Use of broader terms such as comprises, includes, having, etc. should be understood to provide support for narrower terms such as consisting of, consisting essentially of, comprised substantially of, etc. When a feature is described as “optional,” both embodiments with this feature and embodiments without this feature are disclosed. Similarly, the present disclosure contemplates embodiments where this “optional” feature is required and embodiments where this feature is specifically excluded. The use of the terms such as “high-pressure” and “low-pressure” is intended to only be descriptive of the component and their position within the systems disclosed herein. That is, the use of such terms should not be understood to imply that there is a specific operating pressure or pressure rating for such components. For example, the term “high-pressure” describing a manifold should be understood to refer to a manifold that receives pressurized fluid that has been discharged from a pump irrespective of the actual pressure of the fluid as it leaves the pump or enters the manifold. Similarly, the term “low-pressure” describing a manifold should be understood to refer to a manifold that receives fluid and supplies that fluid to the suction side of the pump irrespective of the actual pressure of the fluid within the low-pressure manifold.

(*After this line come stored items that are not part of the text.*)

PR #671, opened 2020-10-13
index/miners: make corrupted checkpoint a recoverable error & Lotus v0.10.1 update

jsign:
Makes a corrupted checkpoint on indexes a recoverable error.

This was motivated by a user that failed to load the Miner Index since got some invalid json stored in a Badger key, which looks impossible. Running on this branch got:
`2020-10-13T20:31:05.555Z	WARN	chainstore	chainstore/chainstore.go:115	corrupted checkpoint:  in deal activation: failed to set up called handler: called check error (h: 128743): client: failed to` (see lines changed in this PR to understand where is it).

That means that we expected `in deal activation: failed to set up called handler: called check error (h: 128743): client: failed to` to be a JSON string, which looks too weird. I can't make sense of this in any way, since we always save things result of `json.Marshal(...)`.

[Here](https://github.com/textileio/powergate/blob/d1840e23251c53b03457d8eb33cc72baf7b0253f/index/miner/module/onchain.go#L88) is the only call to `Save(...)` that can write values in that key. And `chainIndex` is defined as `var chainIndex miner.ChainIndex`, so no chance a `json.Marshal(...)` can get a string value as the above.

I thought that maybe some Datastore namespacing wrapping might be missing on `server.go` to make sense its reading the wrong place, but all seems good. The user this wasn't a super old Powergate in which some version upgrading wasn't compatible or similar.

@asutula, can you imagine how this can make sense?

This PR just discards saved checkpoints which are invalid, which results in just rebuilding the index and move forward. The user with this situation recovered his instance correctly with this.

---

Also updates Powergate to Lotus v0.10.1 which has a breaking change in wallet creation. I had also to update the `lotus-devnet` since the breaking API would make the CI fail (and `make localnet` too).


chainstore/chainstore.go
```diff
@@ -110,7 +114,8 @@ func (s *Store) load(tsk types.TipSetKey, v interface{}) error {
 		return fmt.Errorf("error getting key %s: %s", key, err)
 	}
 	if err := json.Unmarshal(buf, v); err != nil {
-		return err
+		log.Warnf("corrupted checkpoint: %s", buf)
```
jsign, line 117: So somehow here `buf` is a plain string (mentioned in PR description) instead of a `chainIndex` json.

asutula (approved):
Very strange. I have no idea what it could be. This code has been quite static for a long time.

PR #682, opened 2020-10-19
update go-ds-mongo and account for errors in queries

jsign:
Updates `go-ds-mongo` version which has bug fixes which caused panics in very unlucky situations of where the MongoDB database timeout.

Also, account for checking always errors in queries!


asutula (approved):
Good find!

PR #683, opened 2020-10-19
Completely remove SendFil

asutula:
Had previously removed it from some apis, but not all. Now it's gone gone.


ffs/api/api_wallet.go
```diff
@@ -81,14 +80,6 @@ func (i *API) VerifyMessage(ctx context.Context, addr string, message, signature
 	return ok, nil
 }
 
-// SendFil sends fil from a managed address to any another address, returns immediately but funds are sent asynchronously.
```
jsign, line 84: Do we need to delete it from the internal API? Sounds to me that only at the gRPC level is enough.

asutula: Yea, actually realized that and reversing now. Same in wallet module.

andrewxhill: doh... this just made me wonder. couldn't it be a flag? seems like those running their own Pow would still want these.

asutula: hmmmm, I'm not sure. thinking.

jsign (approved):

asutula:
closing in favor of https://github.com/textileio/powergate/pull/684

PR #686, opened 2020-10-20
Client/CLI simplifications and improvements

asutula:
This PR is targeting my `asutula/deal-insight` branch, goal being to accumulate big changes into that PR and do one big breaking release.

Main goal of this one is to simplify and standardize the client api and cli.

- Client methods always return gRPC types, no more converting back to the various go types we use on the back end. This keeps the client feeling simple, reduced dependencies on the consumer of the client, and provides encoding/decoding to/from json that should be more consistent across platforms/languages.
- The CLI is simplified, and in most cases simply just prints out the json version of the object received from the client. Removed spinners and other fancy stuff. This could all be considered a regression in some ways, but I think it's a better fit for the current state of the `pow` cli... We have some users that are having trouble scripting `pow` commands because of the spinners etc, and simply printing the data, all the data, fulfills the general need for maximum information possible in these crazy times of bugs and network instability. 

Lots of files changed, but those types of changes are the only things that were done.


jsign (approved):
LGTM!

PR #398, opened 2015-06-23
Unset destination after loading it in explore tab.

### LINKED ISSUE #397: Explore nearby locations gave me one destination already selected (and not the closest one), rather than the list
image

image

flibbertigibbet:
Fixes #397.
Caused by switch in preference key in #322.


kshepard:
+1

PR #399, opened 2015-06-23
Highlight and pan to destination selected on home page.

### LINKED ISSUE #340: Last searched travel shed showing up when clicking on destination
From the home page I clicked on Palmyra Cove, and the screen it took me to had a 30 minute travel shed from the Holmesburg Junction Septa Station, which I believe was the last place I had searched. I think a travel shed form the destination might be appropriate - to show the area around that destination that is X minutes away. Kind of a reverse travel shed.

image

flibbertigibbet:
Closes #340.
To function, must not pan/zoom to fit isochrone when it returns, or map with not pan to selected destination.


kshepard:
+1

PR #406, opened 2015-06-25
Only load jQuery once in production.

flibbertigibbet:
Fixes issue with jQuery/JotForms prototype conflict in production.
jQuery was loaded twice, once from bower, once from CDN.


kshepard:
+1

Issue #417, opened 2015-06-29
Featured locations highlighted as in error


flibbertigibbet:
Selecting a featured location from the typeahead results in the input being marked as in error. Doing so from the map page will result in both correct action (directions or isochrone) as well as error highlight.

PR #418, opened 2015-06-29
Set last selected typeahead value for featured locations.

### LINKED ISSUE #413: Destination directions are routing from City Hall
When using the 'Explore Nearby Locations' from the hompenage and selecting one of the GPG destinations when selecting in the "from" area, the map is defaulting to city hall as the starting point. In both instances, 'Bartram's Garden' and 'Tulpehakin Nature Center' were selected from one of the populated items that appears as you type.

flibbertigibbet:
Fixes #413 and #417.


kshepard:
+1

Accordingly, the scope of protection is not limited by the description set out above but is only limited by the claims which follow, that scope including all equivalents of the subject matter of the claims. Each and every claim is incorporated into the specification as embodiments of the present disclosure. Thus, the claims are a further description and are an addition to the embodiments of the present disclosure. The discussion of a reference herein is not an admission that it is prior art, especially any reference that can have a publication date after the priority date of this application. The disclosures of all patents, patent applications, and publications cited herein are hereby incorporated by reference, to the extent that they provide exemplary, procedural, or other details supplementary to those set forth herein.

Use of the phrase “at least one of” preceding a list with the conjunction “and” should not be treated as an exclusive list and should not be construed as a list of categories with one item from each category, unless specifically stated otherwise. A clause that recites “at least one of A, B, and C” can be infringed with only one of the listed items, multiple of the listed items, and one or more of the items in the list and another item not listed.

As used herein, the term “or” is inclusive unless otherwise explicitly noted. Thus, the phrase “at least one of A, B, or C” is satisfied by any element from the set {A, B, C} or any combination thereof, including multiples of any element.

As used herein, the term “and/or” includes any combination of the elements associated with the “and/or” term. Thus, the phrase “A, B, and/or C” includes any of A alone, B alone, C alone, A and B together, B and C together, A and C together, or A, B, and C together.